**EXERCISE AIM**
All of the records below should be output exactly.

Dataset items
-------

PR #5499, opened 2026-06-15
PMM-14661 Fix QAN crashes, make inserts asynchronous

ademidoff:
Ticket number: PMM-14661

Feature build: SUBMODULES-4406

## Summary

Reduce QAN read-path scan cost and stabilize ingestion without changing the schema or result semantics. A larger structural change (a pre-aggregated rollup) seems necessary, but will be reconsidered separately.

## Changes

- **Single-scan filter dimensions** ([reporter.go](qan-api2/models/reporter.go)) — `queryDimension` uses `sumIf(<metric>, <active-dimension predicate>)` in one scan, replacing the filtered + "enumerate-with-0" `UNION ALL` (two scans → one per dimension), roughly halving the filters-panel scans.
- **Asynchronous inserts** ([default-users.xml](build/ansible/roles/clickhouse/files/default-users.xml), [low-memory-users.xml](build/ansible/roles/clickhouse/files/low-memory-users.xml)) — enable ClickHouse `async_insert` on the default profile so metric inserts are buffered server-side and flushed in batches, cutting per-insert overhead and write contention on the QAN tables. We rely on the default `wait_for_async_insert=1`, per ClickHouse's strong recommendation: the `INSERT` still blocks until the server flushes, so commit errors are surfaced synchronously (keeping the existing rollback/retry path in [data_ingestion.go](qan-api2/models/data_ingestion.go) meaningful) and the server can apply backpressure instead of being overrun. `wait_for_async_insert=0` would silence those errors and defeat backpressure, so it is deliberately not used.
- **Ingest buffer left at 100** — the in-process request queue (`requestsCap` in [data_ingestion.go](qan-api2/models/data_ingestion.go)) is intentionally unchanged. It is the backpressure/decoupling mechanism between the gRPC `Save` handler and the single DB-writer goroutine, not the batching layer, so `async_insert` does not make it redundant. With `wait_for_async_insert=1`, slower commits correctly chain into agent-side backpressure; enlarging the queue would only mask that and increase in-memory data loss on restart. Tune via ClickHouse-side settings (e.g. `async_insert_busy_timeout_ms`) if the `qan_api2_data_ingestion_requests_len` gauge rides near the cap under load.

## Considered and dropped

- **Parallel sparklines** — an earlier revision fetched per-row sparklines concurrently (a bounded `errgroup`) to cut report latency. Reverted: running several sparkline aggregations at once multiplies peak ClickHouse memory during a single report, which works against the OOM/crash fix this PR targets — most acutely on the low-memory profile. It also forced a larger shared connection pool (read load could starve the ingest writer). Sparklines remain serial (one query per row), and `maxOpenConns`/`maxIdleConns` stay at their baseline.

### DIFF
--- a/build/ansible/roles/clickhouse/files/default-users.xml
+++ b/build/ansible/roles/clickhouse/files/default-users.xml
@@ -6,6 +6,7 @@
         <!-- Default settings. -->
         <default>
             <async_insert>1</async_insert>
+            <wait_for_async_insert>1</wait_for_async_insert>
         </default>
 
         <!-- Profile that allows only read queries. -->
--- a/build/ansible/roles/clickhouse/files/default-users.xml
+++ b/build/ansible/roles/clickhouse/files/default-users.xml
@@ -5,6 +5,7 @@
     <profiles>
         <!-- Default settings. -->
         <default>
+            <async_insert>1</async_insert>
         </default>
 
         <!-- Profile that allows only read queries. -->
--- a/build/ansible/roles/clickhouse/files/low-memory-users.xml
+++ b/build/ansible/roles/clickhouse/files/low-memory-users.xml
@@ -6,6 +6,7 @@
         <!-- Default settings. -->
         <default>
             <async_insert>1</async_insert>
+            <wait_for_async_insert>1</wait_for_async_insert>
             <!-- PMM: Low-memory tuning: block size, download threads, parallel parsing/formatting -->
             <max_block_size>8192</max_block_size> <!-- PMM: Before 65409, now 8192 rows -->
             <max_download_threads>1</max_download_threads> <!-- PMM: Default no limit (0), now 1-->
--- a/build/ansible/roles/clickhouse/files/low-memory-users.xml
+++ b/build/ansible/roles/clickhouse/files/low-memory-users.xml
@@ -5,6 +5,7 @@
     <profiles>
         <!-- Default settings. -->
         <default>
+            <async_insert>1</async_insert>
             <!-- PMM: Low-memory tuning: block size, download threads, parallel parsing/formatting -->
             <max_block_size>8192</max_block_size> <!-- PMM: Before 65409, now 8192 rows -->
             <max_download_threads>1</max_download_threads> <!-- PMM: Default no limit (0), now 1-->
--- a/qan-api2/models/base.go
+++ b/qan-api2/models/base.go
@@ -25,12 +25,6 @@ import (
 
 const queryTimeout = 30 * time.Second
 
-// MaxParallelQueries bounds the number of ClickHouse queries a single request may
-// run concurrently. It is kept well below the connection pool size (see maxOpenConns
-// in main.go) so one request cannot monopolize the pool — which is shared with the
-// data ingestion writer — or flood ClickHouse with concurrent scans.
-const MaxParallelQueries = 4
-
 var sparklinePointAllFields = []string{
 	"point",
 	"timestamp",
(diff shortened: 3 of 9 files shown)


build/ansible/roles/clickhouse/files/default-users.xml
```diff
@@ -5,6 +5,7 @@
     <profiles>
         <!-- Default settings. -->
         <default>
+            <async_insert>1</async_insert>
```
JiriCtvrtka, line 8: I think we should set <wait_for_async_insert>1</wait_for_async_insert> explicitly. The PR relies on the default for rollback/retry semantics in ingestion, but better to pin it in config so a future CH default change can't silently break that.

build/ansible/roles/clickhouse/files/low-memory-users.xml
```diff
@@ -5,6 +5,7 @@
     <profiles>
         <!-- Default settings. -->
         <default>
+            <async_insert>1</async_insert>
```
JiriCtvrtka, line 8: async_insert buffers data in memory before flush, which may work against the low-memory tuning below (max_block_size, disabled parallel parsing).

qan-api2/models/base.go
```diff
@@ -25,6 +25,12 @@ import (
 
 const queryTimeout = 30 * time.Second
 
+// MaxParallelQueries bounds the number of ClickHouse queries a single request may
+// run concurrently. It is kept well below the connection pool size (see maxOpenConns
+// in main.go) so one request cannot monopolize the pool — which is shared with the
+// data ingestion writer — or flood ClickHouse with concurrent scans.
+const MaxParallelQueries = 4
```
JiriCtvrtka: With this is maxOpenConns enough? It is 10 and shared with the ingest writer, report Select(), filter queries, and up to 4 parallel sparklines per report. I believe in this case few concurrent QAN users could exhaust the pool and time out.

build/ansible/roles/clickhouse/files/low-memory-users.xml
4nte: Parallel parsing seems to be disabled for async inserts, so there is nothing we can do about it anyways: https://github.com/ClickHouse/ClickHouse/blob/f90551824bb90ade2d8a1d8edd7b0a3c0a459617/src/Interpreters/AsynchronousInsertQueue.cpp#L789-L790

Looking at the docs, my understanding is that `max_block_size` should have no effect on inserts or async buffering at all:
> The max_block_size setting indicates the recommended maximum number of rows to include in a single block when loading data from tables.

if we want to limit the buffer size used by async inserts, we should do it via `async_insert_max_data_size` which defaults to 100MiB.

4nte (approved):

build/ansible/roles/clickhouse/files/default-users.xml
ademidoff: Done.

qan-api2/models/base.go
ademidoff: Good catch — this is moot now. I've removed the sparkline parallelization (and `MaxParallelQueries`) in 1434e4387.

Running several sparkline aggregations concurrently multiplies peak ClickHouse memory per report, which works against the OOM/crash fix this PR targets — most acutely on the low-memory profile — and it coupled read concurrency to the shared pool (a burst of reports could starve the single ingest writer). Sparklines are serial again and `maxOpenConns`/`maxIdleConns` stay at baseline (10/5), so the pool-exhaustion concern no longer applies.

The report-latency win will be revisited separately, likely via a pre-aggregated rollup rather than more concurrency.

JiriCtvrtka (approved):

-------

**RESULT**
PR #5499, opened 2026-06-15
PMM-14661 Fix QAN crashes, make inserts asynchronous

ademidoff:
Ticket number: PMM-14661

Feature build: SUBMODULES-4406

## Summary

Reduce QAN read-path scan cost and stabilize ingestion without changing the schema or result semantics. A larger structural change (a pre-aggregated rollup) seems necessary, but will be reconsidered separately.

## Changes

- **Single-scan filter dimensions** ([reporter.go](qan-api2/models/reporter.go)) — `queryDimension` uses `sumIf(<metric>, <active-dimension predicate>)` in one scan, replacing the filtered + "enumerate-with-0" `UNION ALL` (two scans → one per dimension), roughly halving the filters-panel scans.
- **Asynchronous inserts** ([default-users.xml](build/ansible/roles/clickhouse/files/default-users.xml), [low-memory-users.xml](build/ansible/roles/clickhouse/files/low-memory-users.xml)) — enable ClickHouse `async_insert` on the default profile so metric inserts are buffered server-side and flushed in batches, cutting per-insert overhead and write contention on the QAN tables. We rely on the default `wait_for_async_insert=1`, per ClickHouse's strong recommendation: the `INSERT` still blocks until the server flushes, so commit errors are surfaced synchronously (keeping the existing rollback/retry path in [data_ingestion.go](qan-api2/models/data_ingestion.go) meaningful) and the server can apply backpressure instead of being overrun. `wait_for_async_insert=0` would silence those errors and defeat backpressure, so it is deliberately not used.
- **Ingest buffer left at 100** — the in-process request queue (`requestsCap` in [data_ingestion.go](qan-api2/models/data_ingestion.go)) is intentionally unchanged. It is the backpressure/decoupling mechanism between the gRPC `Save` handler and the single DB-writer goroutine, not the batching layer, so `async_insert` does not make it redundant. With `wait_for_async_insert=1`, slower commits correctly chain into agent-side backpressure; enlarging the queue would only mask that and increase in-memory data loss on restart. Tune via ClickHouse-side settings (e.g. `async_insert_busy_timeout_ms`) if the `qan_api2_data_ingestion_requests_len` gauge rides near the cap under load.

## Considered and dropped

- **Parallel sparklines** — an earlier revision fetched per-row sparklines concurrently (a bounded `errgroup`) to cut report latency. Reverted: running several sparkline aggregations at once multiplies peak ClickHouse memory during a single report, which works against the OOM/crash fix this PR targets — most acutely on the low-memory profile. It also forced a larger shared connection pool (read load could starve the ingest writer). Sparklines remain serial (one query per row), and `maxOpenConns`/`maxIdleConns` stay at their baseline.

### DIFF
--- a/build/ansible/roles/clickhouse/files/default-users.xml
+++ b/build/ansible/roles/clickhouse/files/default-users.xml
@@ -6,6 +6,7 @@
         <!-- Default settings. -->
         <default>
             <async_insert>1</async_insert>
+            <wait_for_async_insert>1</wait_for_async_insert>
         </default>
 
         <!-- Profile that allows only read queries. -->
--- a/build/ansible/roles/clickhouse/files/default-users.xml
+++ b/build/ansible/roles/clickhouse/files/default-users.xml
@@ -5,6 +5,7 @@
     <profiles>
         <!-- Default settings. -->
         <default>
+            <async_insert>1</async_insert>
         </default>
 
         <!-- Profile that allows only read queries. -->
--- a/build/ansible/roles/clickhouse/files/low-memory-users.xml
+++ b/build/ansible/roles/clickhouse/files/low-memory-users.xml
@@ -6,6 +6,7 @@
         <!-- Default settings. -->
         <default>
             <async_insert>1</async_insert>
+            <wait_for_async_insert>1</wait_for_async_insert>
             <!-- PMM: Low-memory tuning: block size, download threads, parallel parsing/formatting -->
             <max_block_size>8192</max_block_size> <!-- PMM: Before 65409, now 8192 rows -->
             <max_download_threads>1</max_download_threads> <!-- PMM: Default no limit (0), now 1-->
--- a/build/ansible/roles/clickhouse/files/low-memory-users.xml
+++ b/build/ansible/roles/clickhouse/files/low-memory-users.xml
@@ -5,6 +5,7 @@
     <profiles>
         <!-- Default settings. -->
         <default>
+            <async_insert>1</async_insert>
             <!-- PMM: Low-memory tuning: block size, download threads, parallel parsing/formatting -->
             <max_block_size>8192</max_block_size> <!-- PMM: Before 65409, now 8192 rows -->
             <max_download_threads>1</max_download_threads> <!-- PMM: Default no limit (0), now 1-->
--- a/qan-api2/models/base.go
+++ b/qan-api2/models/base.go
@@ -25,12 +25,6 @@ import (
 
 const queryTimeout = 30 * time.Second
 
-// MaxParallelQueries bounds the number of ClickHouse queries a single request may
-// run concurrently. It is kept well below the connection pool size (see maxOpenConns
-// in main.go) so one request cannot monopolize the pool — which is shared with the
-// data ingestion writer — or flood ClickHouse with concurrent scans.
-const MaxParallelQueries = 4
-
 var sparklinePointAllFields = []string{
 	"point",
 	"timestamp",
(diff shortened: 3 of 9 files shown)


build/ansible/roles/clickhouse/files/default-users.xml
```diff
@@ -5,6 +5,7 @@
     <profiles>
         <!-- Default settings. -->
         <default>
+            <async_insert>1</async_insert>
```
JiriCtvrtka, line 8: I think we should set <wait_for_async_insert>1</wait_for_async_insert> explicitly. The PR relies on the default for rollback/retry semantics in ingestion, but better to pin it in config so a future CH default change can't silently break that.

build/ansible/roles/clickhouse/files/low-memory-users.xml
```diff
@@ -5,6 +5,7 @@
     <profiles>
         <!-- Default settings. -->
         <default>
+            <async_insert>1</async_insert>
```
JiriCtvrtka, line 8: async_insert buffers data in memory before flush, which may work against the low-memory tuning below (max_block_size, disabled parallel parsing).

qan-api2/models/base.go
```diff
@@ -25,6 +25,12 @@ import (
 
 const queryTimeout = 30 * time.Second
 
+// MaxParallelQueries bounds the number of ClickHouse queries a single request may
+// run concurrently. It is kept well below the connection pool size (see maxOpenConns
+// in main.go) so one request cannot monopolize the pool — which is shared with the
+// data ingestion writer — or flood ClickHouse with concurrent scans.
+const MaxParallelQueries = 4
```
JiriCtvrtka: With this is maxOpenConns enough? It is 10 and shared with the ingest writer, report Select(), filter queries, and up to 4 parallel sparklines per report. I believe in this case few concurrent QAN users could exhaust the pool and time out.

build/ansible/roles/clickhouse/files/low-memory-users.xml
4nte: Parallel parsing seems to be disabled for async inserts, so there is nothing we can do about it anyways: https://github.com/ClickHouse/ClickHouse/blob/f90551824bb90ade2d8a1d8edd7b0a3c0a459617/src/Interpreters/AsynchronousInsertQueue.cpp#L789-L790

Looking at the docs, my understanding is that `max_block_size` should have no effect on inserts or async buffering at all:
> The max_block_size setting indicates the recommended maximum number of rows to include in a single block when loading data from tables.

if we want to limit the buffer size used by async inserts, we should do it via `async_insert_max_data_size` which defaults to 100MiB.

4nte (approved):

build/ansible/roles/clickhouse/files/default-users.xml
ademidoff: Done.

qan-api2/models/base.go
ademidoff: Good catch — this is moot now. I've removed the sparkline parallelization (and `MaxParallelQueries`) in 1434e4387.

Running several sparkline aggregations concurrently multiplies peak ClickHouse memory per report, which works against the OOM/crash fix this PR targets — most acutely on the low-memory profile — and it coupled read concurrency to the shared pool (a burst of reports could starve the single ingest writer). Sparklines are serial again and `maxOpenConns`/`maxIdleConns` stay at baseline (10/5), so the pool-exhaustion concern no longer applies.

The report-latency win will be revisited separately, likely via a pre-aggregated rollup rather than more concurrency.

JiriCtvrtka (approved):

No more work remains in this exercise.